The invention relates to a defect detection method for a small transparent plastic product based on a YOLOv5 model, and belongs to the field of deep learning and target detection. Firstly, acquiring a defect image of a plastic product to construct a related data set; secondly, performing K-means + + clustering on the marking frame in the training set; then, carrying out four-scale feature extraction on the image by the Backbone network added with the attention mechanism and transmitting the image into a Neck structure; then the Neck structure performs feature fusion and transmits the feature fusion to a prediction network to obtain a final detection result; and finally, verifying and testing the trained network model. The method can realize real-time and accurate detection of the defects of the small transparent plastic products on the basis of improving the performance of defect feature extraction and the accuracy of identification.

Description

Small transparent plastic product defect detection method based on YOLOv5
Technical Field
The invention belongs to the technical field of computer vision, and relates to a method for detecting defects of a small transparent plastic product under a complex background.
Background
With the continuous development of software and hardware technologies, the field of target detection is also continuously improved. The defect detection is an important direction in the field of target detection, and with the increasing importance of enterprises on product quality and the increasing requirements of customers on product quality, the defect detection gradually becomes a subject with important research value and significance in the field of computer vision. Due to the needs of industrial field scenes, accurate and real-time defect detection is brought forward. Many small-size transparent plastic products, such as syringe, plastic ruler etc. often appear defect such as crackle, defect, bubble in production, assembly process, mainly rely on people's eye to look for and reject, have work efficiency low, working strength scheduling problem greatly.

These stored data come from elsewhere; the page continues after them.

PR #6597, opened 2022-04-05
Add static fallback content/links for tw.org

jeremyredhead:
Modified from the static.content template used in the tw5.com branch

I hope the filename is okay? (for that matter, perhaps next PR should be to organize the files into folders a little more)

I wasn't sure whether to transclude the TiddlyWiki or "Table of Contents" tiddlers, nor which order to put them in, so I omitted them. (It may be a good idea to include TiddlyWiki. Actually, it may be even better to transclude it into HelloThere in case someone new to TW stumbles onto tw.org instead of tw.com)


Jermolene:
Hi @jeremyredhead my apologies for missing this. Much appreciated thank you.

PR #6513, opened 2022-03-07
Update Mathematics Operators documentation tiddler

es-kha:
Section titles have been added to the documentation
The operators are now listed in alphabetical order and their description is included.

Rational: with current documentation it was not so easy to find the operator I was looking for.

PR #6598, opened 2022-04-05
Update Mathematics Operators documentation

es-kha:
Follow up of Pull Request #6513.

*    Text of second section updated based on @Jermolene comment.
*   "Mathematics Operators list" section now presented as a table (as in Filter Operators tiddler)


Jermolene:
Hi @es-kha thanks for your patience, I'm afraid I missed this.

Current research in the field of target detection is divided into two branches: a two-stage detection method and a single-stage detection method. The two-stage detection method comprises R-CNN, fast R-CNN, faster R-CNN and the like, and the series of algorithms are generally divided into two steps: the first step is to extract a target area, namely a suggestion frame, from an image; the second step is to detect and classify each suggestion box. Its advantages are high precision, low detection speed and no requirement for industrial field. The single-stage detection method comprises SSD, YOLO series and the like, which do not need to go through two steps and obtain results in a one-step in-place mode. The detection speed and detection accuracy of YOLO v5 are greatly improved compared with that of Faster R-CNN.
Aiming at the special environment of an industrial production line, a target detection algorithm based on YOLO v5 faces the conditions of low accuracy of dense target detection and high missing rate of small targets; therefore, on the premise of keeping the original detection speed and precision, the improved YOLO v5 network structure has important significance for the field of detection of defects in plastic production by improving the detection precision of small targets and dense targets.
Disclosure of Invention
The invention aims to solve the problems that when YOLO v5 is applied to the detection of a plastic product production image in the industrial field, the detection difficulty is high due to the fact that a detection target is a small target, and the real-time performance is insufficient due to the fact that a backbone network is complex, and provides a plastic product defect detection method based on YOLO v 5.
The technical scheme provided by the invention is as follows:
a plastic product defect detection method based on YOLOv5 comprises the following steps:
(1) Acquiring defect images of the plastic product, wherein all the images comprise three types of cracks, defects and bubbles, marking the defects, and dividing all the images into a training set, a verification set and a test set according to a proportion; preprocessing the training set, and clustering the prior frames of the training set by using a K-means + + algorithm;
(2) Inputting the training set image obtained in the step (1) into a backbone network structure of improved YOLOv5 to obtain 4 feature maps with different scales;
(3) Inputting the 4 image feature layers with different scales acquired in the step (2) into a Neck structure of an improved YOLOv5 network, and outputting tensor data with 4 different scales through a multi-layer feature fusion structure, thereby realizing information fusion with different scales;
(4) Inputting the 4 tensor data with different scales obtained in the step (3) into a Prediction structure of an improved YOLOv5 network, and optimizing a target anchor frame by using a loss function defined in 4 detection heads and a K-means + + clustering algorithm, so that the detection precision is improved;
(5) Training the network model through a training set, verifying the model on a verification set, and finally testing the test set to evaluate the performance of the test set; and the plastic product defect real-time detection is carried out on the plastic product defect real-time detection device carried on a computer image processing module.
Further, the step (1) specifically comprises:
and (3) disordering all the acquired images and dividing the images into a training set, a verification set and a test set according to a proportion. And performing data enhancement on the image, wherein the method comprises rotation, scaling, color gamut transformation and image splicing, so that the background complexity of the defect to be detected is enriched. And marking the defect images in the training set by using Labelimg marking software, wherein the marking types are three types of Crack, rock and Bubble.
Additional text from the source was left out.